Here, we plot a sinusoidal wave with NumPy and the matplotlib library to understand the basic syntax of annotate function. Now, to mark the Local Maxima and Local Minima on the graph, we used annotate method. ‘Local Maxima’ is the text inserted for the Maxima occurring at the point (0.83, 1.01), while the position of the text is (0.83,1.5). ArrowProps parameter enables us to draw an arrow. From the annotation, the arrow points to the desired point. The shape, size, and color of the arrow can be adjusted depending on the need.

Parameters of Annotate Method

The various arguments that annotate function takes are described below.

• text: This parameter represents the text that needs to be annotated.
• xy: This parameter represents the X and Y coordinates of the point.
• XYText: This parameter represents the position where the text along X and Y needs to be placed.
• XYCoords: This parameter contains the string value. It represents the coordinate system in which xy is given.
• TextCoords: This is the system of coordinates where XYText is present.
• ArrowProps: This parameter includes the “dict” type. By default, it is none.
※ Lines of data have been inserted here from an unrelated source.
PR #1010, opened 2022-09-14
Fix some compilation warnings

m3nax:
Goal:
- Fix some of annoying warnings generated during CI jobs

Side goal:
- Simplify the debugging of the CI job
- Reduce CI logs

Example: https://github.com/kubernetes-client/csharp/actions/runs/3055244950/jobs/4928083695#step:7:52


m3nax:
@tg123 More than half or the warning has disappeared, what do you think of the remaining ones? can we solve them?

brendandburns:
/lgtm
/approve

Thank you for taking on this cleanup work!!

Issue #1011, opened 2022-09-14
[Code style] Force code writing style verification during pull request checks


m3nax:
Force code writing style verification during pull request checks.

Objective: 
- increase the uniformity of the writing style of the code

tg123:
`kubernetes-client.ruleset`

m3nax:
Can we make more restrictive rule?
Making your code smoother and more consistent makes editing easier and making it easier to contribute....

m3nax:
Witch Action check code style?

brendandburns:
@m3nax we used to have it, but it looks like @tg123 may have accidentally removed it in https://github.com/kubernetes-client/csharp/commit/250a45741e04662a408af508ec87dfb66eed1bdb

@tg123 was this on purpose? (and my mistake for missing it at the time when I reviewed it...)

tg123:
not a mistake

the `dotnet fmt` conflicts with[ `stylecop` ](https://github.com/kubernetes-client/csharp/blob/master/kubernetes-client.ruleset) check

cannot pass them together, so I disable the `dotnet fmt`

m3nax:
ruleset is deprecated: https://learn.microsoft.com/en-us/visualstudio/code-quality/use-roslyn-analyzers?view=vs-2019#convert-an-existing-ruleset-file-to-editorconfig-file

Can i covert it in a .editorconfig?

PR #1023, opened 2022-09-20
Fix duplication errors in ruleset

m3nax:
Due to the duplication of the SA1500 key, the ruleset cannot be opened from visual studio.

This pull fix the problem.

Related https://github.com/kubernetes-client/csharp/issues/1011


tg123 (approved):
LGTM

Issue #846, opened 2022-04-30
merge k8s.Util.Common.Generic and GenericClient


tg123:
there are 2 impls and should merge them into 1

koepalex:
I comment on one pull request, but maybe I should have better posted here: https://github.com/kubernetes-client/csharp/pull/1042#issuecomment-1263282400

PR #1042, opened 2022-09-30
remove unused util code

tg123:
- remove duplicated generic code which impled 
- remove unfinished cache/informer code (still missing informer reflector ...)


tg123:
#846

koepalex:
We used in our code the `GenericKubernetesApi` to watch kubernetes resources (namespaces scoped and global), this class was removed from nuget `9.0.x`

```csharp
// constructor
_genericClient = new GenericClient(_kubernetesClient, GROUP, VERSION, PLURAL);
_genericKubernetesApi = new GenericKubernetesApi(GROUP, VERSION, PLURAL, _kubernetesClient);
// later
var watcher = _genericKubernetesApi.Watch(NAMESPACE, onEvent, onError, onClosed, cancellationToken);
```

We are using this approach to be able to reconnect when the connection is lost (onClosed) and for the error logging.
With removing of the API, I think we need to change to, the way shown in [Watch Example](https://github.com/kubernetes-client/csharp/blob/master/examples/watch/Program.cs). 

But how can we deal with _reconnect_ and _error logging_ in that case?

tg123:
thanks for reporting, will add `watch` as requested

brendandburns:
@tg123 will watch be added to this PR? Or in a follow up?

tg123:
> @tg123 will watch be added to this PR? Or in a follow up?

lets do it in followup

PR #1051, opened 2022-10-07
Use consistent net6.0 TargetFramework

stan-sz:
This is the only project that outstands from the rest in this repo.


tg123 (approved):
/LGTM

PR #1061, opened 2022-10-21
Fix strict yaml parsing

stan-sz:
Strict parsing was missing a positive test case that would ensure it's working as expected on a well-formed yaml file.


tg123 (approved):
/LGTM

This is used to trace an arrow between xy and XYText.
  • facecolor: assigns a color to the arrow.
  • shrink: It is the Fractional length to be shrunk from both ends of the arrow to maintain visible distance.
  • width: the width of an arrow can be modified using this keyword.
  • headwidth: this keyword is used to change the width of the arrow’s base.
  • headlength: It is used to allocate the length to the arrowhead.

The first two arguments of the annotate function are mandatory. The others are optional and may be used on-demand. All parameter values are fractional.

Bar Graph Annotation

A bar graph presents explicit data with rectangular bars, either vertical or horizontal. The height/length of the bar is relative to the values it represents.

Example

# Implementation of Annotate function in a bar graph
import numpy as np
import matplotlib.pyplot as plt

# set width of bar
barWidth = 0.25
fig = plt.subplots(figsize =(12, 8))

# set height of bar
Y2017 = [10000, 3000, 9000, 8000, 5000]
Y2018 = [9500, 6000, 7500, 8500, 5600]


# Set position of bar on X axis
br1 = np.arange(len(Y2017))
br2 = [x + barWidth for x in br1]

# Make the plot
plt.bar(br1, Y2017, color ='r', width = barWidth,
     edgecolor ='grey', label ='Y2017')
plt.bar(br2, Y2018, color ='b', width = barWidth,
     edgecolor ='grey', label ='Y2018')

# Adding Xticks
plt.xlabel('Cars', fontweight ='bold', fontsize = 15)
plt.ylabel('No. of Units Sold', fontweight ='bold', fontsize = 15)
plt.xticks(br1 + barWidth/2, ('A', 'B', 'C', 'D', 'E'))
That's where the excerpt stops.